The bundled demo (npm run serve) has an English / Mandarin / Japanese toggle. For Japanese it shows a download/load progress bar (the model and dictionary are large) and a dictionary selector — standard (IPADIC ~12 MB) or extended (NEologd ~190 MB, built with npm run setup-dict -- neologd).

How it works / internals

See FINDINGS.md for the full design notes: model architecture (Wav2Vec2ForFrameClassificationWav2Vec2ForCTC), the DTW setup (step_sizes [[1,1],[1,0]], silence handling), and the g2p port.

Development

Source is TypeScript in src/; npm run build compiles it to dist/ (ESM + .d.ts). npm test builds, runs the Python-parity tests (ONNX/g2p/alignment in Node and in headless Chrome), and type-checks the public API as a consumer would. npm run typecheck checks types without emitting.

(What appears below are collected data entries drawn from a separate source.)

PR #293, opened 2017-12-15
Name validation - DocDB DB+Collections, Mongo collections

### LINKED ISSUE #139: "Create New Collection" doesn't validate input?

PrashanthCorp:
Fixes #139

### DIFF
--- a/src/docdb/tree/DocDBDatabaseTreeItemBase.ts
+++ b/src/docdb/tree/DocDBDatabaseTreeItemBase.ts
@@ -122,7 +122,7 @@ export abstract class DocDBDatabaseTreeItemBase extends DocDBTreeItemBase<Collec
         if (/^[#?\\]*$/.test(key)) {
             return "Cannot contain these characters - ?,#,\\, etc."
         }
-        return null;
+        return undefined;
     }
 
     private static validateThroughput(input: string): string | undefined | null {
@@ -134,6 +134,16 @@ export abstract class DocDBDatabaseTreeItemBase extends DocDBTreeItemBase<Collec
         } catch (err) {
             return "Input must be a number"
         }
-        return null;
+        return undefined;
+    }
+
+    private static validateCollectionName(name: string): string | undefined | null {
+        if (name.endsWith(" ")) {
+            return "Name may not end with space";
+        }
+        if (/[/\\?#]/.test(name)) {
+            return `Name cannot contain the characters '\\', '/', '#', '?'`;
+        }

The Python scripts in scripts/ (model conversion, quantization, asset export, oracle generation) need a virtualenv with the ML deps:

python -m venv .venv
.venv/bin/pip install torch transformers optimum onnx onnxruntime onnxscript \
  huggingface_hub numpy soundfile librosa nltk g2p_en g2pM praatio

The g2p assets in assets/ are generated from these (npm run export-g2p); the oracle JSONs the JS tests compare against are produced by scripts/*_oracle.py.

For Japanese, also build the dictionary with npm run setup-dict (downloads and compiles mecab-ipadic with tokana; add -- neologd for the larger NEologd lexicon). The Japanese g2p oracle uses pyopenjtalk-plus (pip install pyopenjtalk-plus).

License

MIT — see LICENSE. Bundled data/models retain their own licenses; see ATTRIBUTION.md (charsiu: MIT, g2p_en: Apache-2.0, CMUdict: BSD-style).